Because I'm killin' 'em with the roadside assistance.

I mean sure I paid for my new chain but the labor? And the tow to the cycle shop? Why thanks Progressive that's very nice of you! I'll go pick it up tomorrow, and Justin the valet guy said I can park the Milkbear right up front, for free.

What else? Death Valley is astutely named, that's for sure. I don't know the exact temperature when I rode through it but the number I made up at the time was 117 degrees.

Celsius.

About every mile there was a stain on the shoulder that you could tell was a burnt car, and there were CalTrans signs all over the place about Turn Off Your A/C! and Drink Lots Of Water! and The Talking Lizards Are Probably Hallucinations! The rest area was like a dry ice factory, with steam pouring out of everyone's open hoods. It was worth it though, for the looks I got from people double-taking at my bundled-up self. I wanted to strip off my riding gear so bad and mail it the hell home but without it I'd have been dehydrated and burnt to a crisp.

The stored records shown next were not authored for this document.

PR #61, opened 2020-01-12
Feat filesystem

apachano:
Addresses: None
Authors:
@apachano 

## Summary of changes
-  Adds a filesystem header to use in place of include<filesystem> to support legacy machines
-  Adds a check before attempting to load Lua modules that creates a savefile so we don't error out
  
## Caveats
-  None

## On approval
Please merge


Engine/Include/Quartz2/CMakeLists.txt
```diff
@@ -24,6 +24,7 @@ set(Headers
 	${currentDir}/ImGuiHelpers.hpp
 	${currentDir}/ContentLoader.hpp
 	${currentDir}/Settings.hpp
+	${currentDir}/FileSystem.hpp
```
M3TIOR: Whoops, the file name you specified in the CMakeLists.txt is different from the actual filename.

M3TIOR: Perhaps rename `Filesystem.hpp` to `FileSystem.hpp`

Engine/Include/Quartz2/Filesystem.hpp
```diff
@@ -0,0 +1,80 @@
+
+/**
+ * @brief std::filesystem feature support for old systems
+ * 
+ * This checks if the compiler supports std::filesystem and if not,
+ * sets std::filesystem to equal std::experimental::filesystem
+ * 
+ * This file is just copied from a stack overflow post
+ * https://stackoverflow.com/questions/53365538/how-to-determine-whether-to-use-filesystem-or-experimental-filesystem
```
beeperdeeper089: Replace that with: https://stackoverflow.com/a/53365539/8279989

That's the actual answer, not just the post, just in case.

CMakeLists.txt
```diff
@@ -6,6 +6,7 @@ set_property(GLOBAL PROPERTY USE_FOLDERS ON)
 set(CMAKE_CXX_STANDARD 17)
 set(CMAKE_CXX_STANDARD_REQUIRED ON)
 set(CMAKE_CXX_EXTENSIONS OFF)
+set(LIBCXX_ENABLE_EXPERIMENTAL_LIBRARY ON)
```
M3TIOR: This should probably be protected by an OSX check conditional

M3TIOR: NVM I'm stupid

PR #62, opened 2020-01-12
Fixed filesystem build issues.

M3TIOR:
Also added Beeper's credit where necessary. Please review the statement made in my commit log.

### DIFF
--- a/Engine/Include/Quartz2/FileSystem.hpp
+++ b/Engine/Include/Quartz2/FileSystem.hpp
@@ -1,12 +1,12 @@
 
 /**
  * @brief std::filesystem feature support for old systems
- * 
+ *
  * This checks if the compiler supports std::filesystem and if not,
  * sets std::filesystem to equal std::experimental::filesystem
  * 
  * This file is just copied from a stack overflow post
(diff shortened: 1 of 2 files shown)


M3TIOR:
Looks to be a c++11 issue

M3TIOR:
https://stackoverflow.com/questions/33149878/experimentalfilesystem-linker-error

So useing `std::experimental::filesystem` is (most likely) impossible without the pre-existing build flag `-lstdc++fs` based on that source information. I have no way of testing this theory without pushing the changes upstream. Would someone else mind cloning my changes and making sure things build on your machine as well? It builds on mine. I need to fine a system that this doesn't build on for testing purposes. That or I could just keep shoving shit into Travis and have it complain all night.

M3TIOR:
But ironically since we're using C++17 standard in our code, we shouldn't be needing to use the `std::experimental:filesystem` at all.

apachano:
It compiles fine on my computer as well. The problem is OSX didn't add support for std::filesystem until 10.15 (Released this most recent November?) so in order to support OSX that isn't this up to date we need the experimental if compiled on a machine without the std::filesystem support. That being said my 2014 mac mini was eligible for the 10.15 upgrade so maybe we just tell people to upgrade and get over it? @beeperdeeper089 What we are trying to do should be possible but it is worth it?

PR #64, opened 2020-01-13
Block + Texture Registry

beeperdeeper089:
Addresses: None
Authors:
@beeperdeeper089  

## Summary of changes
  - Newer block registry system
  - Texture handling system, no more duplicates. simpler system
  
## Caveats
  - There is a soft limit of 256 textures, more than this is UB since each graphics card supports a different amount of layers within a texture array.

## On approval
Please merge

### DIFF
--- a/Engine/Include/Quartz2/Voxels/Block.hpp
+++ b/Engine/Include/Quartz2/Voxels/Block.hpp
@@ -1,0 +1,83 @@
+// Copyright 2019 Genten Studios
+//
+// Redistribution and use in source and binary forms, with or without
+// modification, are permitted provided that the following conditions are met:
+//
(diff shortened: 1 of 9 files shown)


Engine/Include/Quartz2/Voxels/Block.hpp
```diff
@@ -0,0 +1,83 @@
...
+		public:
+			BlockType()  = default;
+			~BlockType() = default;
+
+			std::string displayName;
+			std::string id;
+
+			BlockCategory category = BlockCategory::AIR;
+
+			// top, left, back, right, top, bottom
```
apachano: Front?

beeperdeeper089: ah yeah

PR #72, opened 2020-01-15
Implement system to create save directory if one does not exist

apachano:
Addresses: none
Authors:
@apachano 

## Summary of changes
-  Creates a save folder when the program is run if one does not already exist. 
  
## Caveats
-  I mean, let's face it, this entire thing?

## On approval
Please merge

### DIFF
--- a/Phoenix/Source/Main.cpp
+++ b/Phoenix/Source/Main.cpp
@@ -81,7 +81,7 @@ static ui::ChatWindow chat("Chat Window", 5,
 	void initFiles(std::string save)
 	{
 		std::ofstream saveFile;
-		saveFile.open("Save/" + save + "/mods.txt")
+		saveFile.open("Save/" + save + "/mods.txt");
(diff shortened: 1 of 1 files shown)


Phoenix/Source/Main.cpp
```diff
@@ -53,6 +54,47 @@ static void rawEcho(const std::string& input, std::ostringstream& cout)
...
+	void initFiles(std::string save)
+	{
+		std::ofstream saveFile;
+		saveFile.open("Save/" + save + "/mods.txt");
+		if(saveFile != NULL){
+			saveFile.close();
+			return;
+		} else {
+			mkdir("Save", S_IRWXO);
+			mkdir("Save/" + save, S_IRWXO);
```
beeperdeeper089: do a ``.c_str()`` here to get the C string.

https://en.cppreference.com/w/cpp/string/basic_string/c_str

PR #73, opened 2020-01-15
Set up CI with Azure Pipelines

beeperdeeper089:


M3TIOR:
@beeperdeeper089 Is it possible that you could expain a little better in your commit messages why you need to do what looks like 10 redundant commits?

beeperdeeper089:
Idek what I'm doing myself, I'm gonna have to squash and merge this anyway so it's only one commit

M3TIOR:
I just thought it could be nice to be able to learn from your mistakes as well as my own. That way whatever you're getting wrong is more preventable in the future.

apachano:
@beeperdeeper089 Besides the mess where other branches got merged in, this looks good. My only question is what is the latest version of OSX it supports?

beeperdeeper089:
Mojave 10.14 if that means anything to you

https://docs.microsoft.com/en-us/azure/devops/pipelines/agents/hosted?view=azure-devops

apachano:
It wont compile filesystem :/ and depending on the xtools version it will still set all the flags to true so we cant detect that it cant until it throws a custom error.

apachano:
Same as Travis

beeperdeeper089:
We could maybe install a custom version of clang?

What we could do is build CLang for macOS and store it in the Azure Artifacts and use that build to compile? That's long and winded so preferably not but yeah, we need to figure out something for Crapple.

PR #251, opened 2015-01-19
Add support for node::Encode/DecodeBytes/DecodeWrite.

### LINKED ISSUE #250: Add support for node::Encode/DecodeBytes/DecodeWrite
Could you add support for those handy utils?

```cpp
#if NODE_VERSION_AT_LEAST(0,11,12)
#define NanEncode(buf, buflen, encoding) \
  node::Encode(v8::Isolate::GetCurrent(), buf, buflen, encoding)
#define NanDecodeBytes(val, encoding) \
  node::DecodeBytes(v8::Isolate::GetCurrent(), val, encoding)
#define NanDecodeWrite(buf, buflen, val, encoding) \
  node::DecodeWrite(v8::Isolate::GetCurrent(), buf, buflen, val, encoding)
#else
#define NanEncode(buf, buflen, encoding) \
  node::Encode(buf, buflen, encoding)
#define NanDecodeBytes(val, encoding) \
  node::DecodeBytes(val, encoding)
#define NanDecodeWrite(buf, buflen, val, encoding) \
  node::DecodeWrite(buf, buflen, val, encoding)
#endif
```

kkoopa:
Fixes #250.

### DIFF
--- a/nan.h
+++ b/nan.h
@@ -155,6 +155,62 @@ NAN_INLINE v8::Local<T> _NanEnsureLocal(v8::Local<T> val) {
   return val;
 }
 
+#if NODE_MODULE_VERSION >= 42 // io.js 1.0
+  NAN_INLINE
+  void NanSetCounterFunction(v8::CounterLookupCallback cb) {
+    v8::Isolate::GetCurrent()->SetCounterFunction(cb);
+  }
+
+  NAN_INLINE
+  void NanSetCreateHistogramFunction(v8::CreateHistogramCallback cb) {
+    v8::Isolate::GetCurrent()->SetCreateHistogramFunction(cb);
+  }
+
+  NAN_INLINE
+  void NanSetAddHistogramSampleFunction(v8::AddHistogramSampleCallback cb) {
+    v8::Isolate::GetCurrent()->SetAddHistogramSampleFunction(cb);
+  }
+
+  NAN_INLINE bool NanIdleNotification(int idle_time_in_ms) {
+    return v8::Isolate::GetCurrent()->IdleNotification(idle_time_in_ms);
+  }
+
+  NAN_INLINE void NanLowMemoryNotification() {
+    v8::Isolate::GetCurrent()->LowMemoryNotification();
+  }
+
+  NAN_INLINE void NanContextDisposedNotification() {
+    v8::Isolate::GetCurrent()->ContextDisposedNotification();
+  }
+#else
+  NAN_INLINE
+  void NanSetCounterFunction(v8::CounterLookupCallback cb) {
+    v8::V8::SetCounterFunction(cb);
+  }
+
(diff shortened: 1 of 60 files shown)


nan.h
```diff
@@ -1816,6 +1816,45 @@ namespace Nan {
   enum Encoding {ASCII, UTF8, BASE64, UCS2, BINARY, HEX, BUFFER};
 }
 
+NAN_INLINE v8::Local<v8::Value> NanEncode(const void *buf, size_t len, enum Nan::Encoding encoding = Nan::BINARY) {
```
bnoordhuis: Maybe line-wrap this?

nan.h
```diff
@@ -1816,6 +1816,45 @@ namespace Nan {
...
+#if (NODE_MODULE_VERSION > 0x000B)
+return node::Encode(v8::Isolate::GetCurrent(), buf, len, static_cast<node::encoding>(encoding));
+#else
+# if  (NODE_MODULE_VERSION < 0x000B)
+  if (encoding == Nan::BUFFER) {
+    return node::Encode(buf, len, node::BINARY);
```
bnoordhuis: This should be `return node::Buffer::New(buf, len);`.

nan.h
```diff
@@ -1816,6 +1816,45 @@ namespace Nan {
...
+#endif
+}
+
+NAN_INLINE ssize_t NanDecodeBytes(v8::Handle<v8::Value> val, enum Nan::Encoding encoding = Nan::BINARY) {
+#if (NODE_MODULE_VERSION > 0x000B)
+  return node::DecodeBytes(v8::Isolate::GetCurrent(), val, static_cast<node::encoding>(encoding));
+#else
+# if (NODE_MODULE_VERSION < 0x000B)
+  if (encoding == Nan::BUFFER) {
+    return node::DecodeBytes(val, node::BINARY);
```
bnoordhuis: `DecodeBytes(buf, BUFFER)` calls ToString() on the buffer, which interprets (for better or worse) the contents of the buffer as UTF-8.  It's arguably a bug but it's better to be compatible.

bnoordhuis:
The DecodeBytes() and DecodeWrite() calls that transpose BUFFER to BINARY work but perhaps it's clearer to call the corresponding Buffer methods directly.

kkoopa:
I did that first, but changed to this after I noticed the code paths would become identical as it felt cleaner and does not perform the same sanity checks twice. Otherwise I need to replicate a bunch of error checking (val is not, array, because 'raw' encoding is no longer supported) and other edge cases, which makes it grow more than one might first think.

nan.h
kkoopa: Ah, yes. I forgot. Mostly wanted to see that Travis did not choke.

kkoopa:
Should be fixed now.

PR #253, opened 2015-01-19
Enabled more compiler warnings.

kkoopa:
Wundef and Wshadow produce too much noise from v8 and node. Maybe it is possible to selectively ignore them from these sources? This probably needs conditioning on other compilers (msvc, clang).

RFC

### DIFF
--- a/test/binding.gyp
+++ b/test/binding.gyp
@@ -1,155 +1,95 @@
-{"targets": [
+{
+  "target_defaults":
+    {
+        "cflags" : ["-Wall", "-Wextra"],
+        "include_dirs": ["<!(node -e \"require('..')\")"]
+    },
+  "targets": [
     {
         "target_name" : "symbols"
       , "sources"     : [ "cpp/symbols.cpp" ]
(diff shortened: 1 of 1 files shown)


bnoordhuis:
LGTM

kkoopa:
I don't think msvc accepts Wextra, will try to add a condition for that. Perhaps on os==windows.

bnoordhuis:
'cflags' is only used for Makefile and ninja based builds.  For MSVC, you need to tweak 'msvs_settings'.

mathiask88:
In my project I got this
```
'conditions': [
				['OS=="linux"', {
					'cflags_cc': ['-O3', '-fPIC', '-pedantic', '-fexceptions']
					}
				],
				['OS=="win"', {
					'msvs_settings': {
						'VCCLCompilerTool': {
							'AdditionalOptions': [ '/EHsc' ]
						}
					}
				}]
			]
```

kkoopa:
Ah, excellent.

Issue #212, opened 2014-11-02
NanNew<Boolean>(myglib_bool) fails with nan 1.4


kapouer:
Using glib's gboolean as input for NanNew<Boolean>() fails with

```
../node_modules/nan/nan.h:1080:22: error: could not convert ‘v8::Boolean::New((arg != 0))’ from ‘v8::Handle<v8::Boolean>’ to ‘v8::Local<v8::Boolean>’
```

Easily fixable by casting to bool.
It doesn't look like it's something you did on purpose, hence the report. Is it ?

PR #254, opened 2015-01-19
windows: Circumvent warning C4800

kkoopa:
msvc does not like imlpicit boolean conversion

Is this the right way to fix it?
What if I use an unsigned int?

Would it be better to do this?
```c++
template<>
inline typename NanIntern::Factory<v8::Boolean>::return_t
NanNew<v8::Boolean, A0>(A0 arg0) {
  return NanIntern::Factory<v8::Boolean>::New(arg0 != 0);
}
```
Should the above then be complemented with this?
```c++
template<>
inline typename NanIntern::Factory<v8::Boolean>::return_t
NanNew<v8::Boolean, bool>(A0 arg0) {
  return NanIntern::Factory<v8::Boolean>::New(arg0);
}
```

R=@agnat

### DIFF
--- a/test/cpp/nannew.cpp
+++ b/test/cpp/nannew.cpp
@@ -323,14 +323,20 @@ NAN_METHOD(testRegression212) {
 
   typedef int  gint;
   typedef gint gboolean;
+#if defined(_MSC_VER)
+# pragma warning( disable : 4800 )
+#endif
   t.ok(_( assertType<Boolean>( NanNew<Boolean>(gboolean(23)))));
+#if defined(_MSC_VER)
+# pragma warning( default : 4800 )
+#endif
 
   return_NanUndefined();
 }
 
 /* Compile time regression test for https://github.com/rvagg/nan/issues/242
  * In the presence of overloaded functions NaN should be able to pick the one
- * matching NanFunctionCallback. 
+ * matching NanFunctionCallback.
  */
 void overloaded() {}
 NAN_METHOD(overloaded) {


mathiask88:
Yes this is the right solution. But I dont like this warning because the compiler optimizes the code the same way at compile time as far as I know..

agnat:
> Is this the right way to fix it?

I hope not! Let's see. This is from `testRegression212` (#212), right? If you recall that one, it was not about silently accepting anything as a bool, but it was about not bailing out if it happens to be an int. I'd say we're good on that and the warning is correct. Users of `crazy_bool` just have to roll their own conversion/cast/comparison.

In the test case we should _not_ convert the `gboolean`. It would defeat the purpose of the test. Instead we should disable the warning for `testRegression212`.

agnat:
We should try _really_ hard to avoid specializations (or overloads for that matter) on `NanNew()`. We know where that leads. AFAICT, it is the only way to handle the function pointers. But that should be it ... I hope ;).

kkoopa:
Yes, warning comes from those two tests, gboolean and raw int. Disabling the warning around them sounds fair. I now agree fully on this with both of you.

kkoopa:
This ought to do.

agnat:
LGTM.

mathiask88:
I think you missed a 4800 in news.cpp
```
// #212
NAN_METHOD(NewBoolean2) {
  NanScope();
  NanReturnValue(NanNew<v8::Boolean>(1));
}
```

kkoopa:
You are correct. Will fix.

PR #259, opened 2015-01-21
Support joyent/node 0.11.15

kkoopa:
Scheduled for 1.6.0.

### DIFF
--- a/nan.h
+++ b/nan.h
@@ -158,7 +158,8 @@ NAN_INLINE v8::Local<T> _NanEnsureLocal(v8::Local<T> val) {
   return val;
 }
 
-#if NODE_MODULE_VERSION >= 42 // io.js 1.0
+/* io.js 1.0  */
+#if NODE_MODULE_VERSION >= 42 || NODE_VERSION_AT_LEAST(0, 11, 15)
   NAN_INLINE
   void NanSetCounterFunction(v8::CounterLookupCallback cb) {
     v8::Isolate::GetCurrent()->SetCounterFunction(cb);


bnoordhuis:
LGTM but I would keep the comment.

kkoopa:
Yes, I readded the comment.

bnoordhuis:
@kkoopa You should back-port this to the v1.4 branch.

bnoordhuis:
Or maybe not... NanSetCounterFunction() is new in v1.5.

kkoopa:
Really? It's quite many new additions.

Yes, I think 1.6 is the right version.

1.5 had the `NanNew` rewrite, will push out one more patch release of that with bugfixes, as soon as #248 has landed.

As soon as that is done, I will push 1.6.0, which will introduce support for joyent/node 0.11.15, hopefully will work with atom-shell, and also have the new Encode/Decode functions.

kkoopa:
Actually, I think 1.4 or 1.5 should work on 0.11.15. The moved utility function wrappers were omitted from 1.5.0 due to time constraints. As long as you don't need them, either version is fine to use.

The wrappers will be in 1.6.0, which is still unreleased. Both joyent/0.11.15 and iojs/1.0.0 require the wrappers if said utility functions are used.

In summary: 1.6 is the only branch that needs this.

drewish:
Will this work with nw.js?

kkoopa:
It **should** work with some version of nw.js, but I don't know for sure.
#285 might be related.

kkoopa:
The problem lies entirely with nw.js, which lies about every version imaginable. This is unmanageable.

rogerwang:
@kkoopa why did you say nw.js lies about the version? Please give more details -- we'd like to fix any potential issues at our side and make things smooth for other projects including Nan.

kkoopa:
Because nw-headers-v0.11.6.tar.gz states that it is node 0.11.13 in node-version.h, when the actual node 0.11.13 came with a different v8 version. There is no way of telling that this is not normal node 0.11.13.

rogerwang:
The discussion on NW.js moved to #285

In Arizona the temperature lowered a little but it was still hot. In Tonopah, where I stayed the first night out from L.A., the overnight low was 97. The next day I ran into one of those giant dust storms, which took my visibility down to about 20 feet and heeled the bike over so far I thought I was going to wreck but I didn't. But it only lasted for a few miles and then it rained, which was so nice I wanted to cry. Seriously on a ride like that, after miles and miles of unthinkable heat, a quick shower followed by a good 50 miles of high-speed evaporative cooling is about as close as we can hope to come to nirvana.

So now I'm here, at the conference, and there's not much else to report. All the good-looking teachers have off-putting hardware on their ring fingers, and although I've been getting more than my share of flirty looks from the wives of all the wealthy Mexican industrialists here at the hotel, which wives are uniformly hotter and more dreamy than you can imagine, the thought of what that could lead to is like someone walking on my grave. So I got nothin', sadly.

This isn't the final post, although we're close. I'm not home yet, and plus I'd like to do a quick review of what gear worked and what didn't, and plus I'm sure there are some stray observations I can dredge up, and besides I might take a side-jaunt to Austin on the way back home.